* _Working data_
Issue #390, opened 2019-07-12
Throw on bundle.formatPattern if errors would be swallowed


Pike:
`bundle.format` and soon, `bundle.formatPattern` swallow errors if you don't pass in an errors array.

We should throw on errors instead, I think.

stasm:
Do you think we should:

1. throw to complain that `errors` were not passed as an argument, or…
2. change the error reporting mode and throw a special kind of error containing the array of collected errors?

Pike:
... or ...

3. throw the first error
4. throw the last error

I'd not do 1, I didn't think about 2.

eemeli:
I'd vote for option 3. At that point, no matter what the specific error, showing some fallback string like the message key in the UI is probably at least pretty close to the least wrong thing to do, while printing the error in the console. If the library user wants to do something more complicated than that, that's exactly what the `errors` argument is for.

Issue #364, opened 2019-04-29
Emit errors on FluentBundle instances


stasm:
Rather than passing an `errors` array to `format`, we could emit errors on the `FluentBundle` instance.

Pike:
That makes FluentBundle not reentrant, though? Probably not much of a problem in JavaScript, but as a general runtime API design, I don't think that's a good idea.

stasm:
This is only intended for the JS implementation, yes :)

Pike:
TBH, as long as we only have "one example implementation" to show how to do runtime, I'd recommend to not create APIs that are bad ideas in other languages.

stasm:
We have three, and we'll have a reference one soon, too. I strongly feel that we should design the JS API to be the best in class for JS apps.

stasm:
Can you expand a bit on what you mean by reentrant here? Do you use it as a proxy for _thread-safe_?

Pike:
Not a proxy for, but a condition for thread-safety. https://en.wikipedia.org/wiki/Reentrancy_(computing)

eemeli:
@stasm, could you clarify what you mean by "emit errors on the `FluentBundle` instance"? Would that mean throwing errors from e.g. `bundle.format()`, or having something like a `bundle.onError()` method to register a callback for error reporting?

stasm:
Sorry, I should have been more specific. I meant the latter: `bundle.onerror` or `bundle.addEventListener("error")`.

Pike:
I just realized that this ties in to a pet peeve of mine, and that's runtime error fallback.

I think that not doing fallback on runtime errors is a bug. It's an OK shortcut to get gecko off the ground, but I don't think it's the right design choice.

Moving errors to an API "someone can know" makes it much more cumbersome to implement runtime-error-fallback based on `FluentBundle`.

stasm:
While I don't agree with the premise that we should fall back on runtime errors, I see how switching to the emitter pattern would make that harder. I see `FluentBundle` as a low-level API which should allow many different use-cases and fallback strategies. Let's keep a way to easily query the errors on a per-`format()` basis. Currently this is done by passing the `errors` array as the last argument to `format`. I wonder what the performance impact of returning an array of errors in a `{value, errors}` tuple would be. Do you think that's something worth testing?

[...]

PR #395, opened 2019-07-17
Bail out of Patterns with too long placeables

### LINKED ISSUE #388: Unskip the Billion Laughs test
Let's fix it.

stasm:
Fix #388.

### DIFF
--- a/fluent/src/resolver.js
+++ b/fluent/src/resolver.js
@@ -289,10 +289,11 @@ export function resolveComplexPattern(scope, ptn) {
           `(${part.length}, max allowed is ${MAX_PLACEABLE_LENGTH})`
         )
       );
-      result.push(part.slice(MAX_PLACEABLE_LENGTH));
-    } else {
-      result.push(part);
+      scope.dirty.delete(ptn);
+      return new FluentNone();
     }
+
+    result.push(part);
 
     if (useIsolating) {
       result.push(PDI);
--- a/fluent/src/resolver.js
+++ b/fluent/src/resolver.js
@@ -283,14 +283,15 @@ export function resolveComplexPattern(scope, ptn) {
     }
 
     if (part.length > MAX_PLACEABLE_LENGTH) {
-      scope.errors.push(
-        new RangeError(
-          "Too many characters in placeable " +
-          `(${part.length}, max allowed is ${MAX_PLACEABLE_LENGTH})`
-        )
-      );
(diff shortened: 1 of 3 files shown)


fluent/src/resolver.js
```diff
@@ -289,11 +289,12 @@ export function resolveComplexPattern(scope, ptn) {
           `(${part.length}, max allowed is ${MAX_PLACEABLE_LENGTH})`
         )
       );
-      result.push(part.slice(MAX_PLACEABLE_LENGTH));
-    } else {
-      result.push(part);
+      scope.dirty.delete(ptn);
+      return new FluentNone();
```
stasm: This isn't perfect, but does provide some level of protection. The problem this approach still suffers from is that `FluentNone` will then `toString`-ed to `{???}` many many times over, depending on how many patterns fail in references up the nesting tree. This also means that the number of accumulated errors may be huge.

I filed https://github.com/projectfluent/fluent/issues/277 to continue the discussion in the spec.

Pike:
I wonder if we should `throw` to bail out of the attack. But that puts us back into the square of having to `try-catch` every call? Well, not every, we could do that in `formatPattern`, and that would only do it for complex patterns.

You had concerns around `try-catch` and perf?

I'm having second thoughts on this, in particular around question like how this would be implemented with `formatToParts` where we don't know the length. Or in Rust, where we can't just throw an exception and clean things up at the top-level.

Is this specific implementation practically better than what we have? Maybe it's not worth to tweak the status quo right now, and modify the behavior once we have something spec'ed?

stasm:
> You had concerns around try-catch and perf?

Yes, but I'll need to create a benchmark to verify this. I'll report in #364 or #390, or both.

> Is this specific implementation practically better than what we have? Maybe it's not worth to tweak the status quo right now, and modify the behavior once we have something spec'ed?

Yes, my rationale for opening this PR was along the same lines. This isn't perfect, but it is better that what we currently do on master.

stasm:
I changed the approach to treating the error as a _fatal_ one, which causes the resolver to instantly bail out of the affected pattern. This provides a much better CPU protection in deeply nested scenarios. I think we could even consider increasing `MAX_PLACEABLE_LENGTH`, but I left it for another time.

stasm:
Using `try...catch` has no impact on our benchmarks.

stasm:
Thanks for the review and the suggestion to bail out in this particular case!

* _Your task_
Select every line above that contains the word "opened", and copy it.

* _Reply to the exercise_
Issue #390, opened 2019-07-12
Issue #364, opened 2019-04-29
PR #395, opened 2019-07-17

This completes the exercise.